# Show me Your: Pandora Bracelets



## Hunter's Mom

My brother gave my new sister-in-law a pandora bracelet as one of her wedding gifts with two charms on it (wedding cake and heart w/key). It was such a beautiful and thoughtful gift and then one of my sisters mentioned she was given one by her class that she student taught as her graduation gift. When I was looking for a charm for her bracelet for xmas I began thinking that I might like one myself as they are very pretty. I used to have an Italian Charm Bracelet but stopped wearing it as it pinched the skin (and your little arm hairs) at times. This seems like a great alternative.

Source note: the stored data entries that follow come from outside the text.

PR #3696, opened 2019-11-20
Revert "api: augment console.log with proper Sentry breadcrumb"

ray-kraesig:
This reverts commit a60a97a1ab5440e1b8221998a4c84623ded035eb.

Despite the commit order, this was originally written and tested
against the 0.x interface. In 1.x, these identifiers are no longer
available with this import method.

A future commit is planned which will incorporate this functionality
correctly, alongside Flow type declarations to ensure this does not
recur elsewhere.


gnprice:
Merged, thanks!

Issue #3685, opened 2019-11-12
On logout and re-login, the org-URL screen flashes by


gnprice:
If you log out of an account, and then from the "switch accounts" screen choose the same account again, there's a quick flash of something before we take you to the "choose how to log in" screen.

That's `RealmScreen` -- what's happening is we take you there, and then it promptly redirects on to the next screen. It fetches from `server_settings` first, which is the main reason we don't just go past it already.

This is a low-priority issue, because this flow is pretty uncommon -- I expect very few users ever go through it, other than people working on Zulip itself.

A previous related issue was #2778. A previous PR to do this was #3055 .

sumukhah:
@gnprice 
can i take this?

sumukhah:
@gnprice 
![ezgif-2-fc1567eb8ec2](https://user-images.githubusercontent.com/23723464/69441504-de949880-0d70-11ea-93ea-a4b0be0c1fb3.gif)
seems working,
can i make a pull request?

gnprice:
Some thoughts on how to approach this, copied from my and @ray-kraesig 's comments on #3712:

## UI

I think a good UI here would be:
* When the user hits the button, we immediately navigate to the auth screen, and make the request.
* While the request is pending, the auth screen shows a "loading" animation. A simple version of this would be that it's mostly blank, with a spinner.
  * In a fancier version, the "still loading" version of the auth screen would have a layout made to look like the real thing, with placeholder gray rectangles. This requires more design work to get right; strategy-wise, probably best to leave as a possible followup.

Then if the user wants to cancel, they just navigate back. And if the request fails, the loading animation gets replaced with an error message, and a button to retry; the user can either hit the button, or navigate back.

The translucent overlay with spinner would also work. I think that was a very common UI style a few years ago.

Aside from just feeling more contemporary, I think the main thing the "transition to mockup loading version" approach accomplishes, relative to the translucent overlay with spinner, is that the intermediate state is visually similar to the final state -- so it doesn't much add to the amount of visual busy-ness.  In particular if the request finishes quickly (which is a common case), this makes the visual effect very close to the ideal of just transitioning straight to the fully-loaded state.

So, I would love to see what types of charms you all have on your bracelets to give me some ideas of what to get for each of them for Christmas (and also perhaps gets some ideas for hints for hubby!). Do most people do gold? silver? silver w/gold? lots of the italian glass beads or none at all? I know nothing about this new style of bracelet other than they are becoming popular with the ladies in my family 

Thanks


----------



## CeeCee's Mom

Erin, I love them!!! I like a mix of the white gold with the ceramics and little dangling charms.......so cute!!!! You get what you like and it will be your special bracelet. I am wearing white gold now and silver and I love it. I have so much gold, lots of bracelets and rings and a heavy gold charm bracelet that I never wear anymore.


----------



## Deborah

They are beautiful but very pricey. If you Google Italian Charms you will also find Pandora Charms some places sell both.


----------



## harrysmom

Erin,

I got one for my daughter for her 21st birthday. We went to a "trunk show" at a local jewelers and they were
running a special.... buy over $100.00 in charms and you get a free bracelet..... well I spent a little more than that... so
we got 2 free bracelets... so I have one now, too. I only have a few charms on mine... I have silver charms and one
murano glass bead. For my daughter, I bought a dangling gold shoe, a pocketbook (she's a fashion major in college), a heart,
and a few other things. This summer, we went into another local jewelry store and they were giving away a 
pandora jewelry box with any pandora purchase. So, definitely look for a jewelry store running special offers. The gold
charms are very pricey... but the silver ones aren't that bad... although they can add up quickly.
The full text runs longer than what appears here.